MapReduce MapReduce provides the interface for the distribution of sub-tasks and the gathering of outputs. When tasks are executed, MapReduce tracks the processing of each server/node.
PIG and PIG Latin (Pig and PigLatin) Pig programming language is configured to assimilate all types of data (structured/unstructured, etc.). It is comprised of two key modules: the language itself, called PigLatin, and the runtime version in which the PigLatin code is executed.
Hive Hive is a runtime Hadoop support architecture that leverages Structure Query Language (SQL) with the Hadoop platform. It permits SQL programmers to develop Hive Query Language (HQL) statements akin to typical SQL statements.
Jaql Jaql is a functional, declarative query language designed to process large data sets. To facilitate parallel processing, Jaql converts “‘high-level’ queries into ‘low-level’ queries” consisting of MapReduce tasks.
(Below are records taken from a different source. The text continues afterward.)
PR #4805, opened 2021-11-20
Add missing type hints & Force type hints - Part 3

finswimmer:
This PR is the final part of a series which add missing type hints to both package code and test code. Furthermore flake-annotations is added as a flake8 plugin to enforce type hints in the future.

### DIFF
--- a/.flake8
+++ b/.flake8
@@ -3,6 +3,7 @@ min_python_version = 3.6.0
 max-line-length = 88
 ban-relative-imports = true
 inline-quotes = double
+mypy-init-return = True
 enable-extensions = TC, TC2
 type-checking-exempt-modules = typing, typing-extensions
 extend-ignore =
@@ -12,10 +13,14 @@ extend-ignore =
     E203,
     # SIM106: Handle error-cases first
     SIM106,
+    ANN101,
+    ANN102,
 per-file-ignores =
     # F401: Module imported by unused (non-implicit modules)
     # TC002: Move third-party import '...' into a type-checking block
     __init__.py:F401,TC002,
+    tests/test_*:ANN201
+    tests/**/test_*:ANN201
 extend-exclude =
     # Frozen and not subject to change in this repo:
     get-poetry.py,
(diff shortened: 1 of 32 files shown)


.flake8
```diff
@@ -12,10 +13,14 @@ extend-ignore =
     E203,
     # SIM106: Handle error-cases first
     SIM106,
+    ANN101,
```
neersighted, line 16: Let's add comments here explaining what each error is.

.flake8
```diff
@@ -12,10 +13,14 @@ extend-ignore =
...
+    ANN102,
 per-file-ignores =
     # F401: Module imported by unused (non-implicit modules)
     # TC002: Move third-party import '...' into a type-checking block
     __init__.py:F401,TC002,
+    tests/test_*:ANN201
```
neersighted, line 22: Above/like the above comments.

.flake8
```diff
@@ -3,6 +3,7 @@ min_python_version = 3.6.0
 max-line-length = 88
 ban-relative-imports = true
 inline-quotes = double
+mypy-init-return = True
```
neersighted, line 6: Let's add a comment here explaining which plugin this corresponds to / maybe a doc link? Also let's go for a lower case `true` since that's what we've done in the rest of the file.

.pre-commit-config.yaml
```diff
@@ -41,6 +41,7 @@ repos:
           - flake8-type-checking==1.1.0
           - flake8-typing-imports==1.11.0
           - pep8-naming==0.12.1
+          - flake8-annotations
```
neersighted, line 44: Let's lock this to a version and alphabetize it.

neersighted (changes requested):
Minor nits over the lint config -- overall LGTM. Today I learned about the Pytest parameterized kwargs splitting a string on "," -- I've only ever used the list syntax myself.

.flake8
finswimmer: > Minor nits over the lint config 
Added the comments as suggested. Thanks for reviewing :+1:

neersighted (approved):

PR #4806, opened 2021-11-20
Use flake8-eradicate

radoering:
Relates-to: #4776

Very low hanging fruit, but perhaps too little benefit or maybe just an investment in the future.

There seems to be no commented out code in poetry (or `eradicate` can't find it).

`eradicate` only finds 5 false positives in [this comment](https://github.com/python-poetry/poetry/blob/5c328a3637b0efd93d6581539d2f3a3d062fc03d/src/poetry/puzzle/provider.py#L534-L551):

```
src/poetry/puzzle/provider.py:540:1: E800 Found commented out code
src/poetry/puzzle/provider.py:541:1: E800 Found commented out code
src/poetry/puzzle/provider.py:544:1: E800 Found commented out code
src/poetry/puzzle/provider.py:550:1: E800 Found commented out code
src/poetry/puzzle/provider.py:551:1: E800 Found commented out code
```

When extending the whitelist, you have to ask yourself how specific or general you want the regex to be.

### DIFF
--- a/.flake8
+++ b/.flake8
@@ -5,6 +5,7 @@ ban-relative-imports = true
 inline-quotes = double
 enable-extensions = TC, TC2
 type-checking-exempt-modules = typing, typing-extensions
+eradicate-whitelist-extend = ^-.*;
 extend-ignore =
     # E501: Line too long (FIXME: long string constants)
     E501,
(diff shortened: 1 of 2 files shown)


neersighted:
It seems like it could be useful to aid code review and/or help prevent new contributors from having more things to fix on a PR. That being said, I haven't seen a lot of commented out code during review. Thoughts, @finswimmer and @abn?

branchvincent:
it may be worth exploring other options for finding dead code, such as [`vulture`](https://github.com/jendrikseipp/vulture) or [`dead`](https://github.com/asottile/dead) (both of which seem to find unused code here but also false positives)

neersighted (approved):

Zookeeper Zookeeper allows a centralized infrastructure with various services, providing synchronization across a cluster of servers. Big data analytics applications utilize these services to coordinate parallel processing across big clusters.
HBase HBase is a column-oriented database management system that sits on top of HDFS. It uses a non-SQL approach.
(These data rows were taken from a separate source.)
Issue #4821, opened 2021-11-24
Random locking failure due to CacheControl returning an empty bytes response


j-martin:
- [x] I am on the [latest](https://github.com/python-poetry/poetry/releases/latest) Poetry version.
- [x] I have searched the [issues](https://github.com/python-poetry/poetry/issues) of this repo and believe that this is not a duplicate.
- [ ] If an exception occurs when executing a command, I executed it again in debug mode (`-vvv` option).

- **OS version and name**: macOS Monterey
- **Poetry version**: 1.1.11

## Issue

When adding new packages or locking we observed random failures where the JSON response is empty (as in `b""`).

Through https://github.com/python-poetry/poetry/pull/4717 and https://github.com/pypa/warehouse/issues/10387 we (myself and @kapilt) found that CacheControl is returning empty data even though there should be serialized JSON object.

Removing session CacheControl seems to solve the issue.

kapilt:
fwiw, i haven't actually hit this in a while using latest poetry releases.. i think the actual issue was solved on the pypi cdn side.

PR #4717, opened 2021-11-05
pypi, retry when receiving a 200 with empty body

j-martin:
For some reason, pypi is returning a 200 and an empty body from time to time. The next time you query the same endpoint it returns a proper JSON object. This is not fixing a bug in poetry, but working around the issue.

This was resulting in issue where anything operation modifying the lock file would randomly fail due to `JSONDecodeError`. This is unrelated to https://github.com/python-poetry/poetry/pull/4592

# Pull Request Check List

Resolves: Issue not created.

- [ ] Added **tests** for changed code. <=== N/A
- [ ] Updated **documentation** for changed code. <=== N/A

PR #4823, opened 2021-11-24
workaround pypi empty responses by disabling cache control

kapilt:
# Pull Request Check List

Resolves: #4821 
Alternative to: #4822 and #4717 

This is a work-around fix for https://github.com/pypa/warehouse/issues/10387 . Thanks @j-martin for also looking at this.

This disables cache control for package metadata due to issues observed that pypi can return empty responses. The package artifact is still maintained. The diff is a little larger due to need to keeping type checker happy and removing tests assuming cache control usage.

- [ x ] Updated **documentation** for changed code.

### DIFF
--- a/src/poetry/repositories/legacy_repository.py
+++ b/src/poetry/repositories/legacy_repository.py
@@ -10,6 +10,7 @@ from pathlib import Path
 from typing import TYPE_CHECKING
 from typing import Iterator
 from typing import List
+from typing import Mapping
 from typing import Optional
 from urllib.parse import quote
 
@@ -40,8 +41,6 @@ from poetry.utils.patterns import wheel_file_re
 
 
 if TYPE_CHECKING:
-    import requests.structures
-
     from poetry.core.packages.dependency import Dependency
 
 with warnings.catch_warnings():
@@ -62,9 +61,7 @@ class Page:
         ".tar",
     ]
 
-    def __init__(
-        self, url: str, content: bytes, headers: requests.structures.CaseInsensitiveDict
-    ) -> None:
+    def __init__(self, url: str, content: bytes, headers: Mapping) -> None:
         if not url.endswith("/"):
             url += "/"
 
--- a/src/poetry/repositories/legacy_repository.py
+++ b/src/poetry/repositories/legacy_repository.py
@@ -8,8 +8,6 @@ from collections import defaultdict
 from html import unescape
 from pathlib import Path
 from typing import TYPE_CHECKING
-from typing import Any
-from typing import Dict
 from typing import Iterator
 from typing import List
 from typing import Optional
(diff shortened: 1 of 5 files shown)


src/poetry/repositories/legacy_repository.py
```diff
@@ -62,7 +62,9 @@ class Page:
         ".tar",
     ]
 
-    def __init__(self, url: str, content: str, headers: Dict[str, Any]) -> None:
+    def __init__(
+        self, url: str, content: bytes, headers: requests.structures.CaseInsensitiveDict
```
abn, line 66: I would prefer that we stuck to `Dict` or `Mappting`. We do want to drop requests at some point.

src/poetry/repositories/pypi_repository.py
```diff
@@ -72,18 +71,11 @@ def __init__(
         )
 
         self._cache_control_cache = FileCache(str(release_cache_dir / "_http"))
-        self._session = CacheControl(
```
abn, line 75: I am not a 100% convinced this is the right solution for this. I'd much rather have e-tag used in the cache key.

Skipping cache for empty responses or invalid cache values, should be handled by gracefully handling failure - ie. clear the invalid cache and retry or fallback.

j-martin: I guess that's the naive approach [here](https://github.com/python-poetry/poetry/pull/4717).

tests/fixtures/git/github.com/demo/demo/demo.egg-info/PKG-INFO
```diff
@@ -6,7 +6,8 @@ Home-page: https://github.com/demo/demo
 Author: Sébastien Eustace
 Author-email: sebastien@eustace.io
 License: MIT
-Description: UNKNOWN
 Platform: UNKNOWN
-Provides-Extra: bar
 Provides-Extra: foo
+Provides-Extra: bar
+
```
neersighted, line 12: This is an invalid change that came along for the ride. Still need to find what test is causing this instability.

neersighted (changes requested):

src/poetry/repositories/pypi_repository.py
neersighted: That approach is at the request level and not really at the cache level. I think an intermediate approach (e.g. layered on top of CacheControl and factoring in ETAGS) is the way to go. The caching is an important optimization, and adding a retry system at the high-level HTTP (e.g. `.get()`) API seems more a hack than a fix.

tests/fixtures/git/github.com/demo/demo/demo.egg-info/PKG-INFO
kapilt: ack, yeah not sure where that line came from, will remove

src/poetry/repositories/legacy_repository.py
kapilt: switched to mapping, mypy was complaining about the dict.

kapilt:
i haven't actually hit this in a while using latest poetry release, closing.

Cassandra Cassandra is also a distributed database system. It is designated as a top-level project modeled to handle big data distributed across many utility servers. It also provides reliable service with no particular point of failure (http://en.wikipedia.org/wiki/Apache_Cassandra) and it is a NoSQL system.
Oozie Oozie, an open source project, streamlines the workflow and coordination among the tasks.
Lucene The Lucene project is used widely for text analytics/searches and has been incorporated into several open source projects. Its scope includes full text indexing and library search for use within a Java application.
Avro Avro facilitates data serialization services. Versioning and version control are additional useful features.
Mahout Mahout is yet another Apache project whose goal is to generate free applications of distributed and scalable machine learning algorithms that support big data analytics on the Hadoop platform.